REQUIRED WORK — Only one portion of the data is to be written out: from the line bearing "checks passed! |" through the line bearing "- name: Install dependencies". Write it exactly as it appears.

PROVIDED MATERIAL —
PR #768, opened 2026-08-12
ci: run and lint core-operations, closing an ungated tree

Eldad-Caura:
`core-operations/tests/` was never run by CI. The workflow had exactly two pytest steps — `uv run pytest tests/` and `uv run pytest core-storage-api/tests/` — and a repo-wide grep for "core-operations" across `.github/workflows/` returned nothing.

That left the whole cron-scheduling surface ungated: **41 tests** across `test_app.py`, `test_tasks.py` and `test_scheduler.py`, covering wall-clock alignment, per-job `*_run_at_hour` threading, the fanout POST paths, and the scheduler's failure/hot-loop guards.

This is the exact failure mode the `core-storage-api/tests/` ruff step already documents:

> The test tree was unlinted for as long as it was un-run; both halves of that blind spot close together or it just drifts again.

So both halves close here: `ruff check`, `ruff format --check`, and pytest.

## Three things that made this smaller than the task assumed

**No `PYTHONPATH` needed.** I expected to add `core-operations/src` to a path somewhere. It turns out `core-operations/pytest.ini` already sets its own `pythonpath = src ..` (`src` for `core_operations`, `..` for `common`), and pytest resolves *that* file as the configfile when invoked with this path — it does **not** inherit the root `pytest.ini`. Confirmed from pytest's own header:

```
rootdir: .../memclaw/core-operations
configfile: pytest.ini
```

Setting `PYTHONPATH` on the step would have been inert, so it is deliberately absent and the comment says why. (For contrast, the root `tests/` step gets `core_worker` from the root `pytest.ini`'s `pythonpath`, not from its `env:` block — that env var is for the migration/openapi steps.)

**The format check is safe to gate.** The task flagged a risk that `core-operations` might have no ruff config and fall back to 88 columns, demanding a reflow. It has its own: `core-operations/pyproject.toml` declares `line-length = 110`, matching core-api and core-storage-api rather than `common/`'s 88. Both `src/` and `tests/` are already clean under it (`9 files already formatted`), so `format --check` is included rather than deferred.

**No database.** These tests touch none, so nothing is added to the Postgres setup. Postgres is already up for the earlier steps in that job, but this step uses it not at all and runs in well under a second — cheaper than a separate job that would re-do the uv install.

## The gate is not decoration

I checked it actually catches the regression it exists for. Dropping `delay_provider` from one registration — which would make that job fire an immediate boot-time tick and drift:

```
E   AssertionError: lifecycle-insights is not wall-clock aligned
FAILED core-operations/tests/test_app.py::test_all_lifecycle_jobs_registered_and_wall_clock_aligned
1 failed, 40 passed
```

Restoring it returns to `41 passed`.

## Verification

Each new step's command run verbatim in a clean environment (`env -u PYTHONPATH`), mirroring CI:

| Step | Result |
|---|---|
| `ruff check core-operations/src/ core-operations/tests/` | All checks passed! |
| `ruff format --check core-operations/src/ core-operations/tests/` | 9 files already formatted |
| `pytest core-operations/tests/ -v --tb=short` | 41 passed in 0.36s |

`actionlint` reports **one** finding on this file — SC2086 at line 70, the pre-existing `Install dependencies` step — both before and after this change, so these additions introduce none. Worth noting: CI does not currently run actionlint on this repo, which is why that one has survived.

YAML validated by parse, and the three steps confirmed present in the job with no empty `env:` blocks.

### DIFF
--- a/.github/workflows/ci.yml
+++ b/.github/workflows/ci.yml
@@ -67,10 +67,17 @@ jobs:
         run: uv python install ${{ env.PYTHON_VERSION }}
 
       - name: Install dependencies
+        # core-operations is installed for its own ruff/mypy/pytest steps
+        # below. Before it was listed here those steps passed only because
+        # core-api's dependency list happens to be a superset of
+        # core-operations' runtime deps — an undeclared coupling that would
+        # have broken confusingly the first time core-operations grew a
+        # dependency core-api lacks. Resolution cost of adding it: one extra
+        # package (119 vs 118).
         run: |
           uv venv .venv
           source .venv/bin/activate
-          uv pip install -e core-storage-api/[dev] -e core-api/[dev]
+          uv pip install -e core-storage-api/[dev] -e core-api/[dev] -e core-operations/[dev]
           echo "$VIRTUAL_ENV/bin" >> $GITHUB_PATH
 
       # --- Broker↔cloud API-versioning gate (Gate C / Phase 1, deliverables A+B) ---
@@ -149,6 +156,13 @@ jobs:
         # because the config is byte-identical across both repos (#696).
         run: uv run ruff check common/
 
+      - name: Run Ruff linter (core-operations)
+        # Paired with the test step below: an unlinted tree drifts, and this one
+        # was both unlinted and unrun. core-operations/pyproject.toml declares
+        # its own line-length = 110, matching core-api and core-storage-api
+        # rather than common/'s 88, so the format check below is safe to gate.
+        run: uv run ruff check core-operations/src/ core-operations/tests/
+
       - name: Run Ruff formatter check (core-api)
         run: uv run ruff format --check core-api/src/
 
@@ -157,6 +171,9 @@ jobs:
 
       - name: Run Ruff formatter check (core-storage-api tests)
         run: uv run ruff format --check core-storage-api/tests/
+
+      - name: Run Ruff formatter check (core-operations)
+        run: uv run ruff format --check core-operations/src/ core-operations/tests/
 
       - name: Run Ruff formatter check (vendored common/ files at ruff defaults)
         # This list mirrors the policy=identical entries of caura-memclaw-enterprise's
@@ -196,6 +213,12 @@ jobs:
 
       - name: Run mypy (core-storage-api)
         run: cd core-storage-api && uv run mypy src/
+
+      - name: Run mypy (core-operations)
+        # core-operations/pyproject.toml carries a full [tool.mypy] block and
+        # mypy as a dev dep, same as its two siblings above; only the CI step
+        # was missing.
+        run: cd core-operations && uv run mypy src/
 
       - name: Enable pgvector extension
         run: PGPASSWORD=changeme psql -h localhost -U memclaw -d memclaw -c "CREATE EXTENSION IF NOT EXISTS vector;"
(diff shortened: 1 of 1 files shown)


Eldad-Caura:
@claude

Eldad-Caura:
@claude please re-review — both findings fixed.

**Medium, no mypy step.** Correct and worth having: core-operations declares a full `[tool.mypy]` block and mypy as a dev dep, mirroring both siblings, and only the CI step was missing. Added `Run mypy (core-operations)` next to the other two. It passes clean on 5 source files, and I confirmed it is not decoration — widening a tick's return type to `int` fails it with a missing-return error plus an incompatible-argument error at the `scheduler.register` call.

**Low, core-operations never installed / incidental dependency overlap.** Also correct, and the sharper of the two — it is the kind of coupling that works until it doesn't, then fails confusingly. `core-operations/[dev]` is now installed alongside its siblings, so the dependency is declared rather than inherited by luck. I verified the three packages co-resolve before changing it: **119 packages with core-operations against 118 without**, so exactly one addition and no conflict. The install step now carries a comment explaining why it is load-bearing for the three steps below.

Unchanged and still verified: `actionlint` reports one finding on this file (SC2086 at line 70, the pre-existing install step) both before and after, so these additions introduce none; the test step still needs no `PYTHONPATH` because `core-operations/pytest.ini` supplies `pythonpath = src ..` and pytest resolves that as the configfile for this path; and dropping `delay_provider` from a registration still fails the test step with "lifecycle-insights is not wall-clock aligned".

Worth noting for this PR specifically: `claude-review` skips on a `.yml`-only diff via the workflow's skip-paths filter, which is why the original open produced no verdict and why this is a tag.

Eldad-Caura:
@claude please re-review — both findings fixed, and the coverage one turned out sharper than it looked.

**Low, coverage floor declared but never enforced.** Correct, and my first attempt at fixing it *reproduced the same bug one level up*. Adding `--cov` alone collects coverage but still does not enforce the floor: coverage discovers config relative to the CWD and there is no root `pyproject.toml`, so `fail_under = 50` in `core-operations/pyproject.toml` stays ignored when pytest runs from the repo root. The step now passes `--cov-config=core-operations/pyproject.toml`.

Verified both directions rather than trusting the output: with the flag the run prints `Required test coverage of 50.0% reached. Total coverage: 79.63%`, and temporarily raising the floor to 99 fails with `Coverage failure: total of 80 is less than fail-under=99`. Without the flag, neither line appears at all — which is exactly how this went unnoticed.

**`core-operations` missing from the build step.** Added; verified it builds clean (`core_operations-1.0.0` wheel + sdist).

**One thing you should know, because it is bigger than this PR.** The same defect affects the two siblings. The main "Run tests" step also runs from the repo root with `--cov=core-api/src/core_api --cov=core-storage-api/src/core_storage_api` and no `--cov-config`, and both packages declare `fail_under = 50` — so **neither floor is enforced either**. Demonstrated: running 3 tests with those exact `--cov` flags passes with no "Required test coverage" line, when coverage across all of core_api from 3 tests is obviously far below 50%.

I did not fix that here on purpose. One pytest run covers two packages, so it needs either a root coverage config (which the repo currently lacks *deliberately* — `common/ruff.toml` exists because there was no root config) or a split into two steps, and turning enforcement on might reveal a floor that is currently unmet. Silently lowering the number to make CI pass would be worse than the status quo, so it wants a measured decision rather than a drive-by. Tracked separately with the measurement steps written down.

`actionlint` still reports only the pre-existing SC2086 at line 70, before and after.

Eldad-Caura:
@erni-a please approve

erni-a (approved):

SOLUTION FOR THIS PROBLEM —
| `ruff check core-operations/src/ core-operations/tests/` | All checks passed! |
| `ruff format --check core-operations/src/ core-operations/tests/` | 9 files already formatted |
| `pytest core-operations/tests/ -v --tb=short` | 41 passed in 0.36s |

`actionlint` reports **one** finding on this file — SC2086 at line 70, the pre-existing `Install dependencies` step — both before and after this change, so these additions introduce none. Worth noting: CI does not currently run actionlint on this repo, which is why that one has survived.

YAML validated by parse, and the three steps confirmed present in the job with no empty `env:` blocks.

### DIFF
--- a/.github/workflows/ci.yml
+++ b/.github/workflows/ci.yml
@@ -67,10 +67,17 @@ jobs:
         run: uv python install ${{ env.PYTHON_VERSION }}
 
       - name: Install dependencies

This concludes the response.